(Data records)
[Start of section]
PR #781, opened 2025-03-28
fix: `#[doc(hidden)]` `plumbing` module

Veykril:

PR #786, opened 2025-04-02
allow reuse of cached provisional memos within the same cycle iteration

carljm:
Currently, we don't allow provisional memos from cycle iteration to be reused as a memoized result. This is important in case another thread "peeks" in while we are still iterating a cycle (it shouldn't see a provisional result), and also so that iteration N+1 of a cycle doesn't reuse results from iteration N; it needs to recompute instead.

But this also means that if the same query is called many times within a single iteration of a cycle, we will re-execute it many times. For example, if query A calls query B, and query B calls query C 1000 times, and query C calls query A, each time we iterate this cycle we will execute query C 1000 times. This can lead to massive blow-up in execution times.

To fix this, we need to record in `cycle_heads` of a provisional memo the iteration-count for each cycle in which this memo was recorded. When validating whether a provisional memo can be used by the caller, we must allow it to be used only if we are still within the same iteration of those cycles, and not otherwise.

This PR fixes an execution-time blow-up on red-knot that was bad enough that it looked like a hang.


carljm:
The last 3 commits on this PR are all viable working fixes, which should be evaluated against each other on maintainability and performance.

* The 3rd-from-last commit (17c8eb879466bdef3f77d5fbdf7b814a16ca2626) walks the active query stack once per cycle head in a provisional memo, to check if each cycle head is present in the active query stack.
* The 2nd-from-last commit (2d7948612be3f411c7787829ff2db74e3a575f0c) only walks the active query stack once, but iterates the provisional memo's cycle heads once per entry in the active query stack.
* The last commit (4ea3d850b53a449dda7af7ceb4cc565d3a64001c) instead tracks the currently-iterating cycles in a new `active_cycles` field on `ZalsaLocal`, and just checks whether that field contains all cycle heads in the memo.

All 3 commits are showing a small regression on a couple Salsa benchmarks. Oddly, the benchmarks showing regression are not the one with cycles, but this fix should have little or no impact when there are not cycles. This suggests the regression might be from compilation, e.g. an inlining change? 17c8eb879466bdef3f77d5fbdf7b814a16ca2626 reported the smallest regression.

I've tried all 3 of these commits in release builds of red-knot, on a module with a cycle that previously appeared to hang (due to runaway re-execution) before this fix. The performance differences observed between the commits are small (3-4%) and not consistent: sometimes 17c8eb879466bdef3f77d5fbdf7b814a16ca2626 is faster, sometimes 2d7948612be3f411c7787829ff2db74e3a575f0c is faster. I've never observed 4ea3d850b53a449dda7af7ceb4cc565d3a64001c reported as faster.

Regarding maintainability, I think the first two commits (that walk the active query stack) are better; correctly maintaining `ZalsaLocal::active_cycles` is a bit finicky and took me a while to get right. Walking the active query stack is a more reliable and easy-to-maintain way to know which cycle heads are currently executing.

Based on this, I'm inclined to go back to either 17c8eb879466bdef3f77d5fbdf7b814a16ca2626 or 2d7948612be3f411c7787829ff2db74e3a575f0c and abandon 4ea3d850b53a449dda7af7ceb4cc565d3a64001c.

I welcome reviewer feedback here (and/or other suggestions for how to reclaim some perf.)

Veykril:
> Oddly, the benchmarks showing regression are not the one with cycles, but this fix should have little or no impact when there are not cycles. This suggests the regression might be from compilation, e.g. an inlining change? 
 
 I believe we are actually seeing allocator noise. You are changing the size of the `ActiveQuery` which is heap allocated so this hits the allocator differently (and regressions in those benches are also mostly in allocating paths). I've noticed this in a couple PRs that affect allocation size and/or order.

src/function/maybe_changed_after.rs
```diff
@@ -260,6 +263,33 @@ where
...
+        tracing::debug!(
+            "{database_key_index:?}: validate_same_iteration(memo = {memo:#?})",
+            memo = memo.tracing_debug()
+        );
+        for cycle_head in &memo.revisions.cycle_heads {
+            if !db.zalsa_local().with_query_stack(|stack| {
+                stack.iter().any(|entry| {
+                    entry.database_key_index == cycle_head.database_key_index
+                        && entry.iteration_count == cycle_head.iteration_count
+                })
```
Veykril, line 284: I wonder, wouldn't it be slightly better to iterate from the back here? I imagine our cycle should tend to be closer to the top of the stack than the bottom

Veykril (approved):
I agree with your choice of which strategy to prefer here 👍

src/cycle.rs
```diff
@@ -86,12 +86,19 @@ pub enum CycleRecoveryStrategy {
...
+    pub iteration_count: u32,
+}
+
+/// Any provisional value generated by any query in a cycle will track the cycle head(s) (can be
+/// plural in case of nested cycles) representing the cycles it is part of, and the current
+/// iteration count for each cycle head. This struct tracks these cycle heads.
 #[derive(Clone, Debug, Default)]
 #[allow(clippy::box_collection)]
-pub struct CycleHeads(Option<Box<Vec<DatabaseKeyIndex>>>);
+pub struct CycleHeads(Option<Box<Vec<CycleHead>>>);
```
[End of section]
Select every line of the records holding the string "instead".

__Answer space__:
Currently, we don't allow provisional memos from cycle iteration to be reused as a memoized result. This is important in case another thread "peeks" in while we are still iterating a cycle (it shouldn't see a provisional result), and also so that iteration N+1 of a cycle doesn't reuse results from iteration N; it needs to recompute instead.
* The last commit (4ea3d850b53a449dda7af7ceb4cc565d3a64001c) instead tracks the currently-iterating cycles in a new `active_cycles` field on `ZalsaLocal`, and just checks whether that field contains all cycle heads in the memo.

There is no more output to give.